Copy out each line of the data below in which "patterns" appears.

Dataset entries:
◇ ◇ ◇ ◇ ◇
PR #1924, opened 2024-04-15
Generate SBOM in CI

sbreker:
Add ability to generate and upload an SBOM to Dependency Track in CI.
    
This CI workflow will autocreate a new Dependency Track project for any
qa or stable branch this workflow is picked to. The projectName
will be set to "archivematica" and the project version will be the branch
name.

Because the parentName is set to 'Archivematica', this SBOM will be grouped under
a project group of the same name which must be present in advance.
    
Dev dependencies will be included in SBOM.

### DIFF
--- a/.github/workflows/generate-sbom.yml
+++ b/.github/workflows/generate-sbom.yml
@@ -1,0 +1,59 @@
+name: Generate and upload SBOM
+
+on:
+  push:
+    branches:
+    - qa/**
+    - stable/**
+
+jobs:
+  generate-sbom:
+    runs-on: ubuntu-latest
+    container:
+      image: aquasec/trivy:latest
+      options: --entrypoint ""
+    steps:
+      - name: Checkout code
+        uses: actions/checkout@v4
+        
+      - name: Set up cache
+        uses: actions/cache@v4
+        with:
+          path: .trivycache/
+          key: ${{ runner.os }}-trivy-${{ hashFiles('requirements*.txt', 'src/dashboard/frontend/package-lock.json') }}
+          restore-keys: |
+            ${{ runner.os }}-trivy-
+
+      - name: Generate SBOM
+        run: trivy fs --cache-dir .trivycache --format cyclonedx --file-patterns "pip:requirements.*\.txt" --include-dev-deps --output sbom.xml .
+        env:
+          TRIVY_NO_PROGRESS: "true"
+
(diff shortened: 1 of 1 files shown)


sbreker:
Sample SBOM analysis for the `dev/produce-sbom` branch can be viewed here:

https://dependency-track.pet.artefactual.dev/projects/7e078039-e97e-4641-9292-c4844639b1ee

image

.github/workflows/generate-sbom.yml
```diff
@@ -0,0 +1,59 @@
...
+      options: --entrypoint ""
+    steps:
+      - name: Checkout code
+        uses: actions/checkout@v4
+        
+      - name: Set up cache
+        uses: actions/cache@v4
+        with:
+          path: .trivycache/
+          key: ${{ runner.os }}-trivy-${{ hashFiles('**/lockfiles') }}
```
replaceafill: Is this `**/lockfiles` path supposed to exist in the repository?

sbreker: Ah good catch! I've fixed that to refer to the lockfiles - if they change the cache will be invalidated.

.github/workflows/generate-sbom.yml
```diff
@@ -0,0 +1,59 @@
...
+      - name: Set up cache
+        uses: actions/cache@v4
+        with:
+          path: .trivycache/
+          key: ${{ runner.os }}-trivy-${{ hashFiles('requirements*.txt', 'src/dashboard/frontend/package-lock.json') }}
+          restore-keys: |
+            ${{ runner.os }}-trivy-
+
+      - name: Generate SBOM
+        run: trivy fs --cache-dir .trivycache --format cyclonedx --file-patterns "pip:requirements.*\.txt" --include-dev-deps --output sbom.xml .
```
replaceafill, line 28: Does `trivy` look for the `package-lock.json` file automatically without specifying it in the `--file-patterns` flag?

replaceafill (approved):
Thank you @sbreker.

.github/workflows/generate-sbom.yml
sbreker: Yes it will still check package-lock.json - the --file-patterns option only affects the pip file matching pattern (you can see the prefix 'pip' in the option payload). It will still scan for all other manifest file types.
◇ ◇ ◇ ◇ ◇
Exercise response:
+        run: trivy fs --cache-dir .trivycache --format cyclonedx --file-patterns "pip:requirements.*\.txt" --include-dev-deps --output sbom.xml .
+        run: trivy fs --cache-dir .trivycache --format cyclonedx --file-patterns "pip:requirements.*\.txt" --include-dev-deps --output sbom.xml .
replaceafill, line 28: Does `trivy` look for the `package-lock.json` file automatically without specifying it in the `--file-patterns` flag?
sbreker: Yes it will still check package-lock.json - the --file-patterns option only affects the pip file matching pattern (you can see the prefix 'pip' in the option payload). It will still scan for all other manifest file types.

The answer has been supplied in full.